[[ GIVEN INFORMATION, beginning ]]
Issue #2228, opened 2024-04-30
Add support for the post-quantum ML-KEM KE algorithm in openssl plugin


geedo0:
[Original Discussion Thread](https://github.com/strongswan/strongswan/discussions/2175)

**Is your feature request related to a problem? Please describe.**

Post-Quantum (PQ) cryptography aims to mitigate the threat quantum computing poses to confidentiality of our data in transit. In mid-2024, NIST is expected to standardize the PQ algorithm ML-KEM (formerly known as Kyber). An [IETF draft](https://datatracker.ietf.org/doc/draft-kampanakis-ml-kem-ikev2/) has been submitted for registering this algorithm in IANA's IKEv2 parameter registry. We would like to contribute an additional implementation of this algorithm in the openssl plugin.

Currently, strongSwan-6 supports this algorithm in the oqs plugin by using the Open Quantum Safe library `liboqs` directly. This library comes with a strong [disclaimer](https://github.com/open-quantum-safe/liboqs?tab=readme-ov-file#limitations-and-security) around usage in a production. While there are [talks](https://www.linuxfoundation.org/press/announcing-the-post-quantum-cryptography-alliance-pqca) to transition the OQS project to something more production ready with its recent membership in the Linux Foundation, it's still unclear what exactly that means (new library, supporting PQ in existing work, or improving liboqs itself). Some signs signal towards continued development of OQS's [OpenSSL-3 provider](https://github.com/open-quantum-safe/oqs-provider) which uses the OpenSSL KEM API.

This feature request proposes using [AWS-LC](https://github.com/aws/aws-lc) (an OpenSSL derivative) as a means to provide PQ confidentiality while providing a path toward future PQ algorithm implementations in upstream OpenSSL.

**Describe the solution you'd like**

The openssl plugin can be updated ([here](https://github.com/strongswan/strongswan/blob/7859f5ddd8a9b73d69c8911003a1e32e7e8b7797/src/libstrongswan/plugins/openssl/openssl_plugin.c#L374)) to conditionally provide support for the 3 different [ML-KEM algorithms](https://github.com/strongswan/strongswan/blob/six-beta/src/libstrongswan/crypto/key_exchange.h#L71-L74) KE's. It will register an implementation which will be able to handle arbitrary KEM algorithms.

[...]

PR #2490, opened 2024-10-09
Add ML-KEM support to openssl plugin with AWS-LC

geedo0:
This registers support for the ML_KEM_{512,768,1024} key exchange algorithms in the `openssl` plugin when built using AWS-LC as the libcrypto. To do this, we introduce the `openssl_kem` source files which implement the key exchange algorithm using the Key Encapsulation Mechanism (KEM) API. Future KEM algorithms can be implemented generically using this interface by substituting the appropriate NIDs. It also supports both seeded (via DRBG) and unseeded modes depending on the user's requirements for KATs or entropy sources. It should be noted that this does not add support for KEM algorithms within upstream OpenSSL and is API incompatible. Future work will need to condition out the incompatibilities as-appropriate. However, the high-level logic should be the same for all KEMs and KEM APIs.

Related to Issue #2228


src/libstrongswan/plugins/openssl/openssl_kem.c
```diff
@@ -0,0 +1,360 @@
+/*
+ * Copyright (C) 2024 Amazon.com Inc. or its affiliates.
```
tobiasbrunner, line 2: We only have your individual CLA on file (no entity CLA for Amazon), so I feel it would be better if you used your own name here.

src/libstrongswan/plugins/openssl/openssl_plugin.c
```diff
@@ -549,6 +550,13 @@ METHOD(plugin_t, get_features, int,
 			PLUGIN_PROVIDE(KE, MODP_768_BIT),
 			PLUGIN_PROVIDE(KE, MODP_CUSTOM),
 #endif
+#ifdef OPENSSL_IS_AWSLC
```
tobiasbrunner, line 553: Is there a specific `OPENSSL_NO_*` constant for ML-KEM? Or is AWS-LC always built with ML-KEM (in versions that support it)?

src/libstrongswan/plugins/openssl/openssl_kem.h
```diff
@@ -0,0 +1,47 @@
+/*
+ * Copyright (C) 2024 Amazon.com Inc. or its affiliates.
```
tobiasbrunner, line 2: Same as with the `.c` file.

src/libstrongswan/plugins/openssl/openssl_kem.h
```diff
@@ -0,0 +1,47 @@
...
+#define OPENSSL_KEM_H_
+
+typedef struct openssl_kem_t openssl_kem_t;
+
+#include <crypto/key_exchange.h>
+
+/**
+ * Implementation of KEM algorithms using OpenSSL.
+ */
+struct openssl_kem_t {
```
tobiasbrunner, line 32: This indirection is not really necessary. `openssl_kem_create()` can just return a `key_exchange_t*` (see e.g. the example in `wolfssl_kem.h` or `botan_kem.h`). Also see the comments regarding the implementation.

src/libstrongswan/plugins/openssl/openssl_kem.c
```diff
@@ -0,0 +1,360 @@
...
+
+
+#include "openssl_kem.h"
+
+#include <openssl/evp.h>
+
+#ifdef OPENSSL_IS_AWSLC
+#include <openssl/experimental/kem_deterministic_api.h>
+
+#include <crypto/key_exchange.h>
```
tobiasbrunner, line 25: Already included in the header.

src/libstrongswan/plugins/openssl/openssl_kem.c
```diff
@@ -0,0 +1,360 @@
...
+#include <crypto/drbgs/drbg.h>
```
tobiasbrunner, line 26: Also gets pulled in via the header as `key_exchange.h` includes it.

src/libstrongswan/plugins/openssl/openssl_kem.c
```diff
@@ -0,0 +1,360 @@
...
+	{
+		EVP_PKEY_CTX_free(ctx);
+		return FALSE;
+	}
+	if (drbg)
+	{
+		if (!EVP_PKEY_keygen_deterministic(ctx, &this->pkey, NULL, &seed_length))
+		{
+			EVP_PKEY_CTX_free(ctx);
+			EVP_PKEY_free(this->pkey);
```
tobiasbrunner, line 117: Does this function actually modify the key for this use case (determining the seed length) at all (and especially if it fails)?

More importantly, the key is freed in `destroy()` anyway, which probably results in a double free if any of these function calls fails (the pointer is not set to NULL). So please remove all these `EVP_PKEY_free(this->pkey)` calls.

src/libstrongswan/plugins/openssl/openssl_kem.c
```diff
@@ -0,0 +1,360 @@
...
+			return FALSE;
+		}
+		seed = chunk_alloc(seed_length);
+		drbg->generate(drbg, seed.len, seed.ptr);
```
tobiasbrunner, line 121: Probably should add this to the `if` statement to check the return value.

src/libstrongswan/plugins/openssl/openssl_kem.c
```diff
@@ -0,0 +1,360 @@
...
+		{
+			EVP_PKEY_CTX_free(ctx);
+			EVP_PKEY_free(this->pkey);
+			chunk_clear(&seed);
+			return FALSE;
+		}
+	}
+	else
+	{
+		if (!EVP_PKEY_keygen(ctx, &this->pkey))
```
tobiasbrunner, line 132: Combine these lines via `else if`.

src/libstrongswan/plugins/openssl/openssl_kem.c
```diff
@@ -0,0 +1,360 @@
...
+			EVP_PKEY_free(this->pkey);
+			return FALSE;
+		}
+	}
+	EVP_PKEY_CTX_free(ctx);
+	chunk_clear(&seed);
+	return TRUE;
+}
+
+static bool openssl_kem_get_encoded_public_key(private_openssl_kem_t *this,
```
tobiasbrunner, line 144: Add a short comment.

src/libstrongswan/plugins/openssl/openssl_kem.c
```diff
@@ -0,0 +1,360 @@
...
+																							 chunk_t *out)
```
tobiasbrunner, line 145: Indentation is off here (we use a tab size of 4 in case you maybe used 2).

src/libstrongswan/plugins/openssl/openssl_kem.c
```diff
@@ -0,0 +1,360 @@
...
+{
+	chunk_t pkey_chunk = chunk_empty;
+	size_t public_key_length = 0;
+	if (!this->pkey)
```
tobiasbrunner, line 149: Add an empty line before this.

src/libstrongswan/plugins/openssl/openssl_kem.c
```diff
@@ -0,0 +1,360 @@
...
+	{
+		return FALSE;
+	}
+	EVP_PKEY_get_raw_public_key(this->pkey, NULL, &public_key_length);
+	pkey_chunk = chunk_alloc(public_key_length);
+	if (!EVP_PKEY_get_raw_public_key(this->pkey, pkey_chunk.ptr,
+																	 &public_key_length))
+	{
+		chunk_clear(&pkey_chunk);
```
tobiasbrunner, line 158: `chunk_free()` is fine here for the public key.

src/libstrongswan/plugins/openssl/openssl_kem.c
```diff
@@ -0,0 +1,360 @@
...
+	chunk_t pkey_chunk = chunk_empty;
+	size_t public_key_length = 0;
+	if (!this->pkey)
+	{
+		return FALSE;
+	}
+	EVP_PKEY_get_raw_public_key(this->pkey, NULL, &public_key_length);
+	pkey_chunk = chunk_alloc(public_key_length);
+	if (!EVP_PKEY_get_raw_public_key(this->pkey, pkey_chunk.ptr,
+																	 &public_key_length))
```
tobiasbrunner, line 156: Indentation again.

src/libstrongswan/plugins/openssl/openssl_kem.c
```diff
@@ -0,0 +1,360 @@
...
+	if (this->ciphertext.ptr != NULL)
+	{
+		*value = chunk_clone(this->ciphertext);
+		return TRUE;
+	}
+
+	/* initiator action */
+	if (!this->pkey)
+	{
+		if (!openssl_kem_generate_pkey(this))
```
tobiasbrunner, line 178: Can be combined.

src/libstrongswan/plugins/openssl/openssl_kem.c
```diff
@@ -0,0 +1,360 @@
...
+{
+	if (this->shared_secret.ptr != NULL)
+	{
+		*secret = chunk_clone(this->shared_secret);
+		return TRUE;
+	}
+	return FALSE;
+}
+
+static bool openssl_kem_decapsulate(private_openssl_kem_t *this,
```
tobiasbrunner, line 197: Comment again.

src/libstrongswan/plugins/openssl/openssl_kem.c
```diff
@@ -0,0 +1,360 @@
...
+		if (!openssl_kem_generate_pkey(this))
+		{
+			return FALSE;
+		}
+	}
+	return openssl_kem_get_encoded_public_key(this, value);
+}
+
+METHOD(key_exchange_t, get_shared_secret, bool, private_openssl_kem_t *this,
+			 chunk_t *secret)
```
tobiasbrunner, line 187: Indentation again.

src/libstrongswan/plugins/openssl/openssl_kem.c
```diff
@@ -0,0 +1,360 @@
...
+	}
+	return FALSE;
+}
+
+static bool openssl_kem_decapsulate(private_openssl_kem_t *this,
+																		chunk_t ciphertext)
+{
+	EVP_PKEY_CTX *ctx = NULL;
+	size_t shared_secret_length = 0;
+	ctx = EVP_PKEY_CTX_new(this->pkey, NULL);
```
tobiasbrunner, line 202: Add an empty line before this.

src/libstrongswan/plugins/openssl/openssl_kem.c
```diff
@@ -0,0 +1,360 @@
...
+		*secret = chunk_clone(this->shared_secret);
+		return TRUE;
+	}
+	return FALSE;
+}
+
+static bool openssl_kem_decapsulate(private_openssl_kem_t *this,
+																		chunk_t ciphertext)
+{
+	EVP_PKEY_CTX *ctx = NULL;
```
tobiasbrunner, line 200: Not necessary to initialize as it's directly assigned below.

src/libstrongswan/plugins/openssl/openssl_kem.c
```diff
@@ -0,0 +1,360 @@
...
+	size_t shared_secret_length = 0;
+	ctx = EVP_PKEY_CTX_new(this->pkey, NULL);
+	if (!ctx)
+	{
+		return FALSE;
+	}
+	EVP_PKEY_decapsulate(ctx, NULL, &shared_secret_length, ciphertext.ptr,
```
tobiasbrunner, line 207: Check the return value?

src/libstrongswan/plugins/openssl/openssl_kem.c
```diff
@@ -0,0 +1,360 @@
...
+											 ciphertext.len);
```
tobiasbrunner, line 208: Indentation

src/libstrongswan/plugins/openssl/openssl_kem.c
```diff
@@ -0,0 +1,360 @@
...
+	this->shared_secret = chunk_alloc(shared_secret_length);
+	if (!EVP_PKEY_decapsulate(ctx, this->shared_secret.ptr,
+														&this->shared_secret.len, ciphertext.ptr,
+														ciphertext.len))
```
tobiasbrunner, line 212: Indentation.

src/libstrongswan/plugins/openssl/openssl_kem.c
```diff
@@ -0,0 +1,360 @@
...
+		EVP_PKEY_CTX_free(ctx);
+		chunk_clear(&this->shared_secret);
+		return FALSE;
+	}
+	EVP_PKEY_CTX_free(ctx);
+	return TRUE;
+}
+
+static bool openssl_kem_encapsulate(private_openssl_kem_t *this,
+																		chunk_t public_key)
```
tobiasbrunner, line 223: Comment and indentation.

src/libstrongswan/plugins/openssl/openssl_kem.c
```diff
@@ -0,0 +1,360 @@
...
+{
+	EVP_PKEY_CTX *ctx = NULL;
+	EVP_PKEY *pkey = NULL;
```
tobiasbrunner, line 226: Not necessary.

src/libstrongswan/plugins/openssl/openssl_kem.c
```diff
@@ -0,0 +1,360 @@
...
+	size_t shared_secret_length = 0;
+	size_t ciphertext_length = 0;
+	size_t seed_length = 0;
+	chunk_t seed = chunk_empty;
+	drbg_t *drbg = this->thread_drbg->get(this->thread_drbg);
+
+	pkey = EVP_PKEY_kem_new_raw_public_key(openssl_kem_get_nid(this),
+																				 public_key.ptr, public_key.len);
```
tobiasbrunner, line 234: Indentation.

src/libstrongswan/plugins/openssl/openssl_kem.c
```diff
@@ -0,0 +1,360 @@
...
+	if (!ctx)
+	{
+		EVP_PKEY_free(pkey);
+		return FALSE;
+	}
+	if (drbg)
+	{
+		EVP_PKEY_encapsulate_deterministic(ctx, NULL, &ciphertext_length, NULL,
+																			 &shared_secret_length, NULL,
+																			 &seed_length);
```
tobiasbrunner, line 249: Indentation.

src/libstrongswan/plugins/openssl/openssl_kem.c
```diff
@@ -0,0 +1,360 @@
...
+	}
+	ctx = EVP_PKEY_CTX_new(pkey, NULL);
+	if (!ctx)
+	{
+		EVP_PKEY_free(pkey);
+		return FALSE;
+	}
+	if (drbg)
+	{
+		EVP_PKEY_encapsulate_deterministic(ctx, NULL, &ciphertext_length, NULL,
```
tobiasbrunner, line 247: Check the return value?

src/libstrongswan/plugins/openssl/openssl_kem.c
```diff
@@ -0,0 +1,360 @@
...
+																			 &shared_secret_length, NULL,
+																			 &seed_length);
+		this->shared_secret = chunk_alloc(shared_secret_length);
+		this->ciphertext = chunk_alloc(ciphertext_length);
+		seed = chunk_alloc(seed_length);
+		drbg->generate(drbg, seed.len, seed.ptr);
```
tobiasbrunner, line 253: Add this to the `if` statement.

src/libstrongswan/plugins/openssl/openssl_kem.c
```diff
@@ -0,0 +1,360 @@
...
+		if (!EVP_PKEY_encapsulate_deterministic(ctx, this->ciphertext.ptr,
+																						&this->ciphertext.len,
+																						this->shared_secret.ptr,
+																						&this->shared_secret.len, seed.ptr,
+																						&seed.len))
```
tobiasbrunner, line 258: Indentation.

src/libstrongswan/plugins/openssl/openssl_kem.c
```diff
@@ -0,0 +1,360 @@
...
+			chunk_clear(&this->shared_secret);
+			chunk_clear(&this->ciphertext);
+			chunk_clear(&seed);
+			return FALSE;
+		}
+	}
+	else
+	{
+		EVP_PKEY_encapsulate(ctx, NULL, &ciphertext_length, NULL,
+												 &shared_secret_length);
```
tobiasbrunner, line 271: Indentation.

src/libstrongswan/plugins/openssl/openssl_kem.c
```diff
@@ -0,0 +1,360 @@
...
+			EVP_PKEY_CTX_free(ctx);
+			chunk_clear(&this->shared_secret);
+			chunk_clear(&this->ciphertext);
+			chunk_clear(&seed);
+			return FALSE;
+		}
+	}
+	else
+	{
+		EVP_PKEY_encapsulate(ctx, NULL, &ciphertext_length, NULL,
```
tobiasbrunner, line 270: Check the return value?

src/libstrongswan/plugins/openssl/openssl_kem.c
```diff
@@ -0,0 +1,360 @@
...
+												 &shared_secret_length);
+		this->shared_secret = chunk_alloc(shared_secret_length);
+		this->ciphertext = chunk_alloc(ciphertext_length);
+		if (!EVP_PKEY_encapsulate(ctx, this->ciphertext.ptr, &this->ciphertext.len,
+															this->shared_secret.ptr,
+															&this->shared_secret.len))
```
tobiasbrunner, line 276: Indentation.

src/libstrongswan/plugins/openssl/openssl_kem.c
```diff
@@ -0,0 +1,360 @@
...
+		}
+	}
+	EVP_PKEY_free(pkey);
+	EVP_PKEY_CTX_free(ctx);
+	chunk_clear(&seed);
+	return TRUE;
+}
+
+METHOD(key_exchange_t, set_public_key, bool,
+			 private_openssl_kem_t *this, chunk_t value)
```
tobiasbrunner, line 292: Indentation.

src/libstrongswan/plugins/openssl/openssl_kem.c
```diff
@@ -0,0 +1,360 @@
...
+{
+
```
tobiasbrunner, line 294: Remove the empty line.

src/libstrongswan/plugins/openssl/openssl_kem.c
```diff
@@ -0,0 +1,360 @@
...
+	if (this->shared_secret.ptr != NULL || this->ciphertext.ptr != NULL)
```
tobiasbrunner, line 295: While our code calls `set_public_key()` only once, this seems like a good call from an API perspective. I might add that to the other KEM implementations as well.

src/libstrongswan/plugins/openssl/openssl_kem.c
```diff
@@ -0,0 +1,360 @@
...
+	{
+		return openssl_kem_decapsulate(this, value);
+	}
+
+	/* responder action */
+	return openssl_kem_encapsulate(this, value);
+}
+
+METHOD(key_exchange_t, set_seed, bool,
+			 private_openssl_kem_t *this, chunk_t ignore, drbg_t *seed)
```
tobiasbrunner, line 311: Indentation.

src/libstrongswan/plugins/openssl/openssl_kem.c
```diff
@@ -0,0 +1,360 @@
...
+{
+	drbg_t *drbg = this->thread_drbg->get(this->thread_drbg);
+	if (!seed)
+	{
+		return FALSE;
+	}
+	DESTROY_IF(drbg);
+	this->thread_drbg->set(this->thread_drbg, seed->get_ref(seed));
+	return TRUE;
```
tobiasbrunner, line 320: As mentioned above, here you can just get a reference to the passed `drbg_t`.

src/libstrongswan/plugins/openssl/openssl_kem.c
```diff
@@ -0,0 +1,360 @@
...
+}
+
+METHOD(key_exchange_t, destroy, void,
+private_openssl_kem_t *this)
+{
+	drbg_t *drbg = this->thread_drbg->get(this->thread_drbg);
+	EVP_PKEY_free(this->pkey);
+	chunk_clear(&this->shared_secret);
+	chunk_clear(&this->ciphertext);
```
tobiasbrunner, line 329: `chunk_free()` should be fine for the ciphertext.

src/libstrongswan/plugins/openssl/openssl_kem.c
```diff
@@ -0,0 +1,360 @@
...
+	{
+		return FALSE;
+	}
+	DESTROY_IF(drbg);
+	this->thread_drbg->set(this->thread_drbg, seed->get_ref(seed));
+	return TRUE;
+}
+
+METHOD(key_exchange_t, destroy, void,
+private_openssl_kem_t *this)
```
tobiasbrunner, line 324: Indentation.

src/libstrongswan/plugins/openssl/openssl_kem.c
```diff
@@ -0,0 +1,360 @@
...
+
+/*
+ * Described in header.
+ */
+openssl_kem_t *openssl_kem_create(key_exchange_method_t method)
+{
+	private_openssl_kem_t *this;
+	INIT(this,
+		 .public = {
+			 .ke = {
```
tobiasbrunner, line 343: As commented in the struct definition, `.ke` can be dropped and `.public` would get the methods assigned directly.

src/libstrongswan/plugins/openssl/openssl_kem.c
```diff
@@ -0,0 +1,360 @@
...
+				 .get_public_key = _get_public_key,
+				 .set_seed = _set_seed,
+				 .get_method = _get_method,
+				 .destroy = _destroy,
+			 },
+		 },
+		 .group = method,
+		 .pkey = NULL,
+		 .shared_secret = chunk_empty,
+		 .ciphertext = chunk_empty,
```
tobiasbrunner, line 355: Initializing these is not necessary as the `{}` struct assignment ensures that unspecified members are initialized to `0` or `NULL`.

scripts/test.sh
```diff
@@ -226,6 +226,8 @@ openssl*)
 		DEPS=""
 		use_custom_openssl $1
 	elif test "$TEST" = "openssl-awslc"; then
+		CONFIG="${CONFIG} --enable-drbg"
+		TESTS_PLUGINS="${TESTS_PLUGINS} drbg"
```
tobiasbrunner, line 230: We'll need this for OpenSSL too at some point, so you could also add these to the constants directly.

tobiasbrunner (changes requested):
Thanks a lot. Looks pretty good. I've commented some stuff I found (you don't have to worry about the code style issues too much, I can also fix those before applying the change to our branch).

tobiasbrunner:
One thing I'm wondering about is whether we should always use the deterministic versions, just fed by random data either from a `drbg_t` or an `rng_t` (with `RNG_STRONG` - or maybe directly from `RAND_priv_bytes()`). That way we'd reduce the number of code paths and test more of the API that is actually used outside of testing. See the _wolfssl_ plugin's KEM for an example of that approach.

geedo0:
Thanks a lot for taking a look at this, I'm working through the comments now.

> One thing I'm wondering about is whether we should always use the deterministic versions, just fed by random data either from a drbg_t or an rng_t (with RNG_STRONG - or maybe directly from RAND_priv_bytes()).

This is a tricky call to make and may limit your options depending on how libraries decide to interpret NIST's "the interfaces specified in this section should not be made available to applications other than for testing purposes" guidance. At the very least, there's some risk of these APIs not being available/allowed when using a library as an approved FIPS module. At worst, these types of APIs just won't be available at all.

src/libstrongswan/plugins/openssl/openssl_plugin.c
geedo0: It's the latter case. Our consumers tend to use either compile time checks or logic around the version number macro to figure out exactly which features are available. I can add a version check here, but since it's still early days with AWS-LC in this code base, I think we can still get away with avoiding it.

src/libstrongswan/plugins/openssl/openssl_kem.c
geedo0: Thankfully, they all agree that we should align with the project's requirements/preferences. 👍

src/libstrongswan/plugins/openssl/openssl_kem.c
```diff
@@ -0,0 +1,371 @@
...
+		if (!this->drbg->generate(this->drbg, seed.len, seed.ptr))
+		{
+			EVP_PKEY_CTX_free(ctx);
+			return FALSE;
+		}
+		if (!EVP_PKEY_keygen_deterministic(ctx, &this->pkey, seed.ptr,
+										   &seed.len))
+		{
+			EVP_PKEY_CTX_free(ctx);
+			EVP_PKEY_free(this->pkey);
```
tobiasbrunner, line 126: Please remove these remaining `EVP_PKEY_free(this->pkey)` calls. Should the object be allocated, it's freed in `destroy()` anyway, so there is no need to do it here. And as I mentioned before, calling it here as well will cause a double-free because `EVP_PKEY_free()` won't set the pointer to NULL

src/libstrongswan/plugins/openssl/openssl_kem.c
```diff
@@ -0,0 +1,371 @@
...
+			chunk_clear(&seed);
+			return FALSE;
+		}
+	}
+	else if (!EVP_PKEY_keygen(ctx, &this->pkey))
+	{
+		EVP_PKEY_CTX_free(ctx);
+		EVP_PKEY_free(this->pkey);
```
tobiasbrunner, line 134: See above.

src/libstrongswan/plugins/openssl/openssl_kem.c
```diff
@@ -0,0 +1,371 @@
...
+											   chunk_t *out)
+{
+	chunk_t pkey_chunk = chunk_empty;
+	size_t public_key_length = 0;
+
+	if (!this->pkey)
+	{
+		return FALSE;
+	}
+	EVP_PKEY_get_raw_public_key(this->pkey, NULL, &public_key_length);
```
tobiasbrunner, line 155: I think I commented on this before. This can't fail? If it could, maybe add the call to the `if` statement above.

src/libstrongswan/plugins/openssl/openssl_kem.c
```diff
@@ -0,0 +1,371 @@
...
+			!EVP_PKEY_encapsulate_deterministic(ctx, this->ciphertext.ptr,
+												&this->ciphertext.len,
+												this->shared_secret.ptr,
+												&this->shared_secret.len,
+												seed.ptr, &seed.len))
+		{
+			EVP_PKEY_free(pkey);
+			EVP_PKEY_CTX_free(ctx);
+			chunk_clear(&this->shared_secret);
+			chunk_free(&this->ciphertext);
```
tobiasbrunner, line 280: You don't have to free/clear these explicitly as that's happening in `destroy()` anyway. (However, unlike with `this->pkey` there is no problem with double-frees,  because `chunk_clear/free()` sets the passed pointer to `chunk_empty`.)

src/libstrongswan/plugins/openssl/openssl_kem.c
```diff
@@ -0,0 +1,371 @@
...
+		this->shared_secret = chunk_alloc(shared_secret_length);
+		this->ciphertext = chunk_alloc(ciphertext_length);
+		if (!EVP_PKEY_encapsulate(ctx, this->ciphertext.ptr, &this->ciphertext.len,
+								  this->shared_secret.ptr,
+								  &this->shared_secret.len))
+		{
+			EVP_PKEY_free(pkey);
+			EVP_PKEY_CTX_free(ctx);
+			chunk_clear(&this->shared_secret);
+			chunk_free(&this->ciphertext);
```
[[ GIVEN INFORMATION, end ]]
— WHAT YOU HAVE TO DO —
Word for word, restate the entries from the first line to the line that has "Post-Quantum (PQ) cryptography", both included, and nothing else.

— SOLUTION FOR THIS TASK —
Issue #2228, opened 2024-04-30
Add support for the post-quantum ML-KEM KE algorithm in openssl plugin


geedo0:
[Original Discussion Thread](https://github.com/strongswan/strongswan/discussions/2175)

**Is your feature request related to a problem? Please describe.**

Post-Quantum (PQ) cryptography aims to mitigate the threat quantum computing poses to confidentiality of our data in transit. In mid-2024, NIST is expected to standardize the PQ algorithm ML-KEM (formerly known as Kyber). An [IETF draft](https://datatracker.ietf.org/doc/draft-kampanakis-ml-kem-ikev2/) has been submitted for registering this algorithm in IANA's IKEv2 parameter registry. We would like to contribute an additional implementation of this algorithm in the openssl plugin.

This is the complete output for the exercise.